Description
Describe the bug
In PT2.7, I notice that torch.compile does not appear to fill the force tensor, which left at exactly zero. The compile test passes anyway because the ground truth force is pretty close to zero. To trigger an explicit error (as suggested here NVIDIA/cuEquivariance#77), adding fullgraph=True to torch.compile produces an exception in dynamo.
To Reproduce
- Install PT2.7 + MACE, latest from Github.
- Modify test_mace in tests/test_compile.py as follows:
# skip if on windows
@pytest.mark.skipif(os.name == "nt", reason="Not supported on Windows")
@pytest.mark.parametrize("device", ["cuda"])
def test_mace(device, default_dtype): # pylint: disable=W0621
print(f"using default dtype = {default_dtype}")
if device == "cuda" and not torch.cuda.is_available():
pytest.skip(reason="cuda is not available")
model_defaults = create_mace(device)
tmp_model = mace_compile.prepare(create_mace)(device)

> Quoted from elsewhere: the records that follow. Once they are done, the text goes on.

PR #460, opened 2021-09-08
Add new codegen

Zorgino:
## Type of change

- [ ] Dependency upgrade

## Additional information

## Checklist


src/DaemonRunner/DaemonRunner/Service/App/CodeGeneration/NewCodeGenerator.Entitites.cs
```diff
@@ -0,0 +1,166 @@
...
+                        }
+
+                        attributes.Add(attributeName, TypeHelper.GetType(attributeObject));
+                    }
+                }
+
+                IEnumerable<(string Name, string TypeName, string SerializationName)> autoPropertiesParams = attributes
+                    .Select(a => (a.Key.ToNormalizedPascalCase(), a.Value.GetFriendlyName(), a.Key));
+
+                // handles the case when attributes have equal names in PascalCase but different types.
```
FrankBakkerNl, line 95: This might cause a problem when first there is only one such field and the user generates code, and later anther entity adds another with a differt type, the name of the first changes and breaks his exisisting automations

src/DaemonRunner/DaemonRunner/Service/App/CodeGeneration/NewCodeGenerator.ExtensionMethods.cs
```diff
@@ -0,0 +1,71 @@
...
+            {
+                var domain = domainServicesGroup.Key!;
+                var domainServices = domainServicesGroup
+                    .SelectMany(services => services!)
+                    .Where(s => s.Target?.Entity?.Domain != null)
+                    .Select(group => group)
+                    .OrderBy(x => x.Service)
+                    .ToList();
+
+                yield return GenerateDomainExtensionClass(domain, domainServices);
```
FrankBakkerNl, line 32: Suggestion: Instead of foreach and yield I would use a Select

src/DevelopmentApps/apps/CallServiceApp.cs
```diff
@@ -7,6 +7,7 @@
 namespace NetDaemon.DevelopmentApps.apps
 {
     [NetDaemonApp]
+    [Focus]
```
FrankBakkerNl, line 10: I keep forgetting myself to remove Focus from the PR

src/DevelopmentApps/apps/InterfaceApp/InterfaceApp.cs
```diff
@@ -11,19 +11,16 @@ namespace NetDaemon.DevelopmentApps.apps.DebugApp
     public class InterfaceApp : IAsyncInitializable
     {
         private INetDaemon _host;
-        private readonly ILogger _logger;
 
-        public InterfaceApp(INetDaemonHost host, ILogger logger)
+        public InterfaceApp(INetDaemonHost host)
```
FrankBakkerNl, line 15: Yep this no longer works

src/Model3/NetDeamon.Model3/Common/IHaContext.cs
```diff
@@ -1,4 +1,5 @@
 ﻿using System;
+using JoySoftware.HomeAssistant.Model;
```
FrankBakkerNl, line 2: Add a new HassTarget class in the Model3 project so the app does not need te reference HassClient

src/DaemonRunner/DaemonRunner/Service/App/CodeGeneration/Extensions/TypeExtensions.cs
```diff
@@ -0,0 +1,61 @@
+﻿using System;
+using System.Collections.Generic;
+namespace NetDaemon.Service.App.CodeGeneration.Extensions
+{
+    internal static class TypeExtensions
+    {
+        private static readonly Dictionary<Type, string> _typeToFriendlyName = new()
+        {
+            { typeof(int), "int" },
```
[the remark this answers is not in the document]
Zorgino: this is for handling List<> and Dict<> which convert into List`1 and similar dict.
that cannot be parsed into type

src/DaemonRunner/DaemonRunner/Service/App/CodeGeneration/NewCodeGenerator.Entitites.cs
Zorgino: you're right.
what's the alternative of handling duplicates?
bear in mind, if we have attributes "Available" and "available" we cannot merge them, as each must have case sensitive jsonpropertyname.

src/DaemonRunner/DaemonRunner/Service/App/CodeGeneration/NewCodeGenerator.ExtensionMethods.cs
Zorgino: it would transform into long non readable LINQ (not LINQ to Entities) with `let`.

src/DevelopmentApps/apps/CallServiceApp.cs
Zorgino: that's from you commit I've cherry-picked  ;)
unintentionally pushed here

src/DaemonRunner/DaemonRunner/Service/App/CodeGeneration/NewCodeGenerator.Entitites.cs
Zorgino: one option would be to leave attributes in ha manner.
so we will have two attributes in SensorAttributes : lower and upper case props.
but if we have two same name attributes, but of different types. 
we can generate a single property for it of type object.
but if one is gone, during regeneration the other will get type by it's value.
and it breaks user's existing automations

src/DaemonRunner/DaemonRunner/Service/App/CodeGeneration/Extensions/TypeExtensions.cs
```diff
@@ -0,0 +1,61 @@
...
+            { typeof(long?), "long?" },
+            { typeof(ulong?), "ulong?" },
+            { typeof(float?), "float?" },
+            { typeof(double?), "double?" },
+            { typeof(bool?), "bool?" },
+            { typeof(void), "void" }
+        };
+
+        public static string GetFriendlyName(this Type type)
+        {
```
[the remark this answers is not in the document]
Zorgino: this is for handling List<> and Dict<> which convert into List`1 and similar dict.
that won't parse

src/DaemonRunner/DaemonRunner/Service/App/CodeGeneration/Extensions/CollectionExtensions.cs
```diff
@@ -0,0 +1,37 @@
...
+    internal static class CollectionExtensions
+    {
+        public static IEnumerable<TSource> Duplicates<TSource, TKey>(this IEnumerable<TSource> source, Func<TSource, TKey> selector)
+        {
+            var grouped = source.GroupBy(selector);
+            var moreThan1 = grouped.Where(i => i.IsMultiple());
+            return moreThan1.SelectMany(i => i);
+        }
+
+        public static IEnumerable<TSource> HandleDuplicates<TSource, TKey>(this IEnumerable<TSource> source, Func<TSource, TKey> selector, Func<TSource, TSource> func)
```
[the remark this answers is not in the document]
Zorgino: yes

src/DaemonRunner/DaemonRunner/Service/App/CodeGeneration/Helpers/HassServiceArgumentMapper.cs
```diff
@@ -0,0 +1,40 @@
...
+                Type = type,
+                Required = field.Required == true
+            };
+        }
+        private static Type GetTypeFromSelector(object? selectorObject)
+        {
+            return selectorObject switch
+            {
+                ActionSelector
+                    or AreaSelector
```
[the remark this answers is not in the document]
Zorgino: those are types

src/DaemonRunner/DaemonRunner/Service/App/CodeGeneration/NewCodeGenerator.Entitites.cs
```diff
@@ -0,0 +1,166 @@
...
+        {
+            foreach (var entityDomainGroups in entities.GroupBy(x => EntityIdHelper.GetDomain(x.EntityId)))
+            {
+                var attributes = new Dictionary<string, Type>();
+
+                foreach (var entity in entityDomainGroups)
+                {
+                    foreach (var (attributeName, attributeObject) in new Dictionary<string, object>(entity.Attribute))
+                    {
+                        if (attributes.ContainsKey(attributeName))
```
FrankBakkerNl, line 83: It looks like this is discarding duplicate names

src/DaemonRunner/DaemonRunner/Service/App/CodeGeneration/Helpers/HassServiceArgumentMapper.cs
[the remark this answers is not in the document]
FrankBakkerNl: SInce the default is now string this could be simplified by removing all that are explicitly mapped to string

src/DaemonRunner/DaemonRunner/Service/App/CodeGeneration/Helpers/HassServiceArgumentMapper.cs
```diff
@@ -0,0 +1,40 @@
...
+                    or EntitySelector
+                    or DeviceSelector
+                    or ObjectSelector
+                    or TargetSelector
+                    or TextSelector
+                    or null => typeof(string),
+                BooleanSelector => typeof(bool),
+                NumberSelector => typeof(long),
+                TimeSelector => typeof(DateTime),
+                SelectSelector => typeof(List<string>),
```
FrankBakkerNl, line 35: I found out this should be a string iso List<String> because it is a dropdown list that results in a single value

helto4real (changes requested):
Great work on this. Think @FrankBakkerNl caught alot of the details. Think tests should be added. Even if we do not add unit tests for every bit of functionality the code generation could be tested against real code provided in fake test files and fake data to generate them.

model_compiled = torch.compile(tmp_model) # Add fullgraph = True to see the dynamo exception
batch = create_batch(device)
output1 = model_defaults(batch, training=True)

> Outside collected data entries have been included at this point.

PR #500, opened 2021-11-02
Scheduling extension support

helto4real:
## Proposed change

Adds back scheduling support in the new model.

- [x] Add scheduling
- [x] Fix Dispose call bug
- [x] Add tests
- [x] Add push to nuget

## Type of change

- [ ] Dependency upgrade

## Additional information

## Checklist


src/Daemon/NetDaemon.Daemon/DependencyInjectionSetup.cs
```diff
@@ -29,7 +30,7 @@ public static IServiceCollection AddNetDaemonServices(this IServiceCollection se
             // these interfaces and methods directly on INetDaemonHost can eventually be removed
             services.AddSingleton(s => s.GetRequiredService<NetDaemonHost>().HassEventsObservable);
             services.AddSingleton<ITextToSpeechService>(s => s.GetRequiredService<NetDaemonHost>().TextToSpeechService);
-            
+            services.AddTransient<INetDaemonScheduler, NetDaemonScheduler>();
```
BeeHiveJava, line 33: We shouldn't do this here. We need to have a `AddNetDaemonScheduler` method inside the scheduler extension. This way the Scheduler extension decides what and how dependencies get added, and whatever consuming project  (in this case NetDaemon) just needs to call that method.

helto4real: Good point

src/Extensions/NetDaemon.Extensions.Scheduling/NetDaemonScheduler.cs
```diff
@@ -0,0 +1,240 @@
...
+                .AddConsole();
+        });
+
+        private ILogger _log { get; }
+
+        /// <summary>
+        ///     Constructor
+        /// </summary>
+        /// <param name="loggerFactory">Injected logger factory</param>
+        public NetDaemonScheduler(ILoggerFactory? loggerFactory = null)
```
BeeHiveJava, line 32: Why don't we just inject an `ILogger<NetDaemonScheduler>` here?

src/App/NetDaemon.App/Common/ApplicationContexts/ApplicationContext.cs
```diff
@@ -157,6 +157,11 @@ public async ValueTask DisposeAsync()
                 await asyncDisposable.DisposeAsync().ConfigureAwait(false);
             }
 
+            if (ApplicationInstance is IDisposable disposable)
```
FrankBakkerNl, line 160: Yes this one was missing indeed

src/DevelopmentApps/apps/HassModel/Scheduling/ScheduleApp.cs
```diff
@@ -0,0 +1,27 @@
...
+using NetDaemon.DevelopmentApps.Domains.Sensor;
+using NetDaemon.DevelopmentApps.Domains.Zone;
+using NetDaemon.Extensions.Scheduler;
+using NetDaemon.HassModel.Common;
+using NetDaemon.HassModel.Entities;
+
+namespace NetDaemon.DevelopmentApps.apps.M3Test
+{
+    [NetDaemonApp]
+    public class ScheduledApp //: IDisposable, IAsyncDisposable
```
FrankBakkerNl, line 16: The comented code can now be removed

src/Extensions/NetDaemon.Extensions.Scheduling.Tests/LoggerMock.cs
```diff
@@ -0,0 +1,90 @@
+using Microsoft.Extensions.Logging;
+using Moq;
+using System;
+
+namespace NetDaemon.Extensions.Scheduling.Tests
+{
+    /// <summary>
+    ///     Logger mock
+    /// </summary>
+    public class LoggerMock
```
FrankBakkerNl, line 10: internal? If you want to use this in other test projects as well it would not be logical to put it in this project

src/Extensions/NetDaemon.Extensions.Scheduling/NetDaemonScheduler.cs
helto4real: I did not know the injection are that smart. I need to read up more on this  stuff.

src/Extensions/NetDaemon.Extensions.Scheduling.Tests/LoggerMock.cs
helto4real: Yea I was thinking about this. Maybe we could have a common test utils project.

src/Extensions/NetDaemon.Extensions.Scheduling/DisposableTimer.cs
```diff
@@ -0,0 +1,37 @@
...
+        private readonly CancellationTokenSource _combinedToken;
+        private readonly CancellationTokenSource _internalToken;
+        /// <summary>
+        ///     Constructor
+        /// </summary>
+        /// <param name="token">App cancellation token to combine</param>
+        public DisposableTimer(CancellationToken token)
+        {
+            _internalToken = new CancellationTokenSource();
+            _combinedToken = CancellationTokenSource.CreateLinkedTokenSource(_internalToken.Token, token);
```
FrankBakkerNl, line 20: I do not get the purpose of the Combined token here, cant the Dispose method here just dispose the token that is passed?

src/Extensions/NetDaemon.Extensions.Scheduling/INetDaemonScheduler.cs
```diff
@@ -0,0 +1,50 @@
...
+        ///     Cancel all scheduled timers on this instance
+        /// </summary>
+        void CancelAllTimers();
+
+        /// <summary>
+        ///     Run daily at a specific time
+        /// </summary>
+        /// <param name="time">The time in "hh:mm:ss" format</param>
+        /// <param name="action">Action to run</param>
+        IDisposable RunDaily(string time, Action action);
```
FrankBakkerNl, line 20: Passing a string for a time seems odd to me. A user needs to check what format is exepcted / supported etc.

I would actually not have all these overloads on the interface, just one that takes a timespan  or maybe some combination of interval / starttime kind of like how the reactive IScheduler works.

https://docs.microsoft.com/en-us/previous-versions/dotnet/reactive-extensions/hh229149(v=vs.103)

It has just a  few basic operations and then adds extension methods on top of that. The benefit is that if you want to implement the interface in anther class you only need to implement the core methods and get the rest for free

src/Extensions/NetDaemon.Extensions.Scheduling/NetDaemonScheduler.cs
```diff
@@ -0,0 +1,243 @@
...
+using System.Reactive.Linq;
+using System.Threading;
+using Microsoft.Extensions.Logging;
+
+namespace NetDaemon.Extensions.Scheduler
+{
+    /// <summary>
+    ///     Provides scheduling capability to be injected into apps
+    /// </summary>
+    public class NetDaemonScheduler : INetDaemonScheduler, IDisposable
```
FrankBakkerNl, line 14: If you set up the DI in this project as @BeeHiveJava suggested, this class could be internal.

helto4real: Yes in deed

src/Extensions/NetDaemon.Extensions.Scheduling/NetDaemon.Extensions.Scheduling.csproj
```diff
@@ -0,0 +1,37 @@
+<Project Sdk="Microsoft.NET.Sdk">
```
FrankBakkerNl, line 1: I did not expect you made a separate project just for the schedulet, more like a generic Extensions project that contains the scheduler and maybe more in the future. Not sure what I think is better.  Making new projects for each extension feels like a lot of extra work to maintain scripts and nugets etc.

src/Extensions/NetDaemon.Extensions.Scheduling/DisposableTimer.cs
helto4real: The token passed is a token that cancels all times when the scheduler disposes. The internal one if to stop the current running timer

src/Extensions/NetDaemon.Extensions.Scheduling/NetDaemon.Extensions.Scheduling.csproj
helto4real: It is not that much maintenance extra costs imo. It is a few lines at most. I am afraid we will get cluttered packages again.

src/Extensions/NetDaemon.Extensions.Scheduling/NetDaemonScheduler.cs
```diff
@@ -0,0 +1,199 @@
...
+        [SuppressMessage("", "CA1031")]
+        public IDisposable RunAt(DateTimeOffset timeOffset, Action action)
+        {
+            var result = new DisposableTimer(_cancelTimers.Token);
+
+            Observable.Timer(
+                timeOffset,
+                _reactiveScheduler)
+                .Subscribe(
+                    _ =>
```
FrankBakkerNl, line 149: [Suggestion}
I think this is 4 times exacly the same, so maybe a private method would be nice here. If it is not exactly the same it would help to see more clearly what the difference is

src/Extensions/NetDaemon.Extensions.Scheduling/NetDaemonScheduler.cs
```diff
@@ -0,0 +1,199 @@
...
+                    result.Token
+                    );
+
+            return result;
+        }
+
+        /// <summary>
+        ///     Dispose the runnting timers correctly by cancel them
+        /// </summary>
+        protected virtual void Dispose(bool disposing)
```
FrankBakkerNl, line 175: [Suggestion] As an alternative to the 'full Dispose pattern' you can also make the class sealed. This meachanism is really only needed for classes that are intended to be inherited from. If the class is sealed the code analiyers will also sop comlaining if you do not use this pattern

FrankBakkerNl (approved):

src/Extensions/NetDaemon.Extensions.Scheduling/NetDaemonScheduler.cs
helto4real: You mean inside the subscribe? That is a good idea.

helto4real: fixed

src/Extensions/NetDaemon.Extensions.Scheduling/NetDaemonScheduler.cs
helto4real: Fixed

output2 = model_compiled(batch, training=True)
print(torch.norm(output1["forces"]))
print(torch.norm(output2["forces"]))
assert False
assert_close(output1["energy"], output2["energy"])

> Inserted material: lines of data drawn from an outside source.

PR #542, opened 2021-12-09
Hass model areas

parkerman92:
## Proposed change

Fixes an issue in APIv2 where area is populated with the area id instead of the name (which I think is incorrect)
Adds area name to the new hass model api.

## Type of change

- [ ] Dependency upgrade

## Additional information

## Checklist

### DIFF
--- a/src/HassModel/NetDeamon.HassModel/Common/IHaContext.cs
+++ b/src/HassModel/NetDeamon.HassModel/Common/IHaContext.cs
@@ -1,7 +1,5 @@
 ﻿using System;
 using System.Collections.Generic;
-using System.Reactive.Linq;
-using JoySoftware.HomeAssistant.Model;
 using NetDaemon.HassModel.Entities;
 
 namespace NetDaemon.HassModel.Common
@@ -46,6 +44,6 @@ namespace NetDaemon.HassModel.Common
         /// </summary>
         /// <param name="entityId"></param>
         /// <returns></returns>
-        HassArea? GetArea(string entityId);
+        Area? GetAreaFromEntityId(string entityId);
     }
 }
--- a/src/HassModel/NetDeamon.HassModel/Common/IHaContext.cs
+++ b/src/HassModel/NetDeamon.HassModel/Common/IHaContext.cs
@@ -1,6 +1,7 @@
 ﻿using System;
 using System.Collections.Generic;
 using System.Reactive.Linq;
+using JoySoftware.HomeAssistant.Model;
 using NetDaemon.HassModel.Entities;
 
 namespace NetDaemon.HassModel.Common
@@ -39,5 +40,12 @@ namespace NetDaemon.HassModel.Common
         /// <param name="target">The target that is targeted by this service call</param>
         /// <param name="data">Data provided to service. Should be Json-serializable to the data expected by the service</param>
         void CallService(string domain, string service, ServiceTarget? target = null, object? data = null);
+
+        /// <summary>
+        /// Get area for a single entity
+        /// </summary>
+        /// <param name="entityId"></param>
+        /// <returns></returns>
+        HassArea? GetArea(string entityId);
     }
 }
--- a/src/HassModel/NetDeamon.HassModel/Internal/EntityAreaCache.cs
+++ b/src/HassModel/NetDeamon.HassModel/Internal/EntityAreaCache.cs
@@ -1,0 +1,83 @@
+﻿using System;
+using System.Collections.Concurrent;
+using System.Linq;
+using System.Threading;
+using System.Threading.Tasks;
+using JoySoftware.HomeAssistant.Client;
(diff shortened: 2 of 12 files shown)


src/HassModel/NetDeamon.HassModel/Internal/EntityAreaCache.cs
```diff
@@ -0,0 +1,83 @@
...
+
+    private async Task LoadAreas()
+    {
+        var entities = await _hassClient.GetEntities().ConfigureAwait(false);
+        var devices = await _hassClient.GetDevices().ConfigureAwait(false);
+        var deviceDict = devices?.ToDictionary(k => k.Id!, v => v);
+        var areas = await _hassClient.GetAreas().ConfigureAwait(false);
+        var areaDict = areas?.ToDictionary(k => k.Id!, v => v);
+
+        _latestAreas.Clear();
```
FrankBakkerNl, line 52: Instead of Clearing the dictionary and re-loading you could create a whole new dictionary, load it and then re-assign the private field to the new dictionary when it is fully loaded. This will prevent any possible concurrency issue between clearing and re-filling it. You then don't even need a ConcurrentDictionary because it is only ever written to initially by one thread

src/HassModel/NetDeamon.HassModel/Internal/EntityAreaCache.cs
```diff
@@ -0,0 +1,83 @@
...
+    }
+
+    public HassArea? GetArea(string entityId)
+    {
+        if (!_initialized) throw new InvalidOperationException("AreaCache has not been initialized yet");
+
+        return _latestAreas.TryGetValue(entityId, out var result) ? result : null;
+    }
+
+    public void Dispose()
```
FrankBakkerNl, line 39: Personally I like to put Dispose() last

src/HassModel/NetDeamon.HassModel/Common/IHaContext.cs
```diff
@@ -39,5 +40,12 @@ public interface IHaContext
         /// <param name="target">The target that is targeted by this service call</param>
         /// <param name="data">Data provided to service. Should be Json-serializable to the data expected by the service</param>
         void CallService(string domain, string service, ServiceTarget? target = null, object? data = null);
+
+        /// <summary>
+        /// Get area for a single entity
+        /// </summary>
+        /// <param name="entityId"></param>
+        /// <returns></returns>
+        HassArea? GetArea(string entityId);
```
FrankBakkerNl, line 49: Is this the HassArea class from the HassClient? I prefer not to expose that in the HassModel public API. HassModel currenty only uses HassClient internally.

I was thinking of a design where IHaContext returns some more metadata about an Entity in the form of an `EntityMetaData` object that has Device, Area etc. That will however be a bit more complicated as we need to design such a structure which is basically why this Area was not implemented yet.

FrankBakkerNl:
I really like this It is almost exactly what I had in mind for this.
Just the public API of IHaContext I would not like to depend on HassClient objects Lets discuss on Discord on how exactly to make the API

src/HassModel/NetDeamon.HassModel/Internal/EntityAreaCache.cs
parkerman92: Added - [Commit](https://github.com/net-daemon/netdaemon/pull/542/commits/015031873feae0ba2e0b6a733f439b047f8b359b)

src/HassModel/NetDeamon.HassModel/Internal/EntityAreaCache.cs
parkerman92: Moved

src/HassModel/NetDeamon.HassModel/Common/IHaContext.cs
parkerman92: As discussed on discord. Refactored to use simple class and not expose the HassClient models.

parkerman92:
Cheers for the feedback @FrankBakkerNl any other suggestions let me know 👍

FrankBakkerNl (approved):

src/HassModel/NetDeamon.HassModel/Internal/HassObjectMapper.cs
```diff
@@ -58,5 +58,14 @@ public static Event Map(this HassEvent hassEvent)
                 DataElement = hassEvent.DataElement,
             };
         }
+
+        public static Area Map(this HassArea hassArea)
+        {
+            return new Area()
+            {
+                // Can an area not have a name?
+                Name = hassArea.Name!,
```
FrankBakkerNl, line 67:
```suggestion
                Name = hassArea.Name,
```

helto4real:
Thank you for the PR!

assert_close(output1["forces"], output2["forces"])
Expected behavior
The first tensor is close (but not exactly) zero, the second tensor is suspiciously zero (hence the test is passing). fullgraph=True yields the following exception:
E torch._dynamo.exc.Unsupported: SKIPPED INLINING <code object forward at 0x7fafdfbb24a0, file "/global/cfs/cdirs/m1982/vbharadw/equivariant_spmm/mace_oeq_integration/mace/modules/symmetric_contraction.py", line 212>:
E
E from user code:
E File "/global/cfs/cdirs/m1982/vbharadw/equivariant_spmm/mace_oeq_integration/mace/modules/models.py", line 430, in forward
E node_feats = product(
E File "/global/cfs/cdirs/m1982/vbharadw/equivariant_spmm/mace_oeq_integration/mace/modules/blocks.py", line 301, in forward
E node_feats = self.symmetric_contractions(node_feats, node_attrs)
E File "/global/cfs/cdirs/m1982/vbharadw/equivariant_spmm/mace_oeq_integration/mace/modules/symmetric_contraction.py", line 82, in forward
E outs = [contraction(x, y) for contraction in self.contractions]
E File "/global/cfs/cdirs/m1982/vbharadw/equivariant_spmm/mace_oeq_integration/mace/modules/symmetric_contraction.py", line 82, in <listcomp>
E outs = [contraction(x, y) for contraction in self.contractions]
E
E Set TORCHDYNAMO_VERBOSE=1 for the internal stack trace (please do this especially if you're reporting a bug to PyTorch). For even more developer context, set TORCH_LOGS="+dynamo"
/global/cfs/projectdirs/m1982/vbharadw/conda/pt27/lib/python3.10/site-packages/torch/_dynamo/eval_frame.py:659: Unsupported
Both tensors are nonzero and the error is not raised in PT2.6.
Platform
NERSC Perlmutter A100 nodes
ETA: I tested this behavior with MACE 3.10 as well; the issue doesn't seem to arise from some new diff.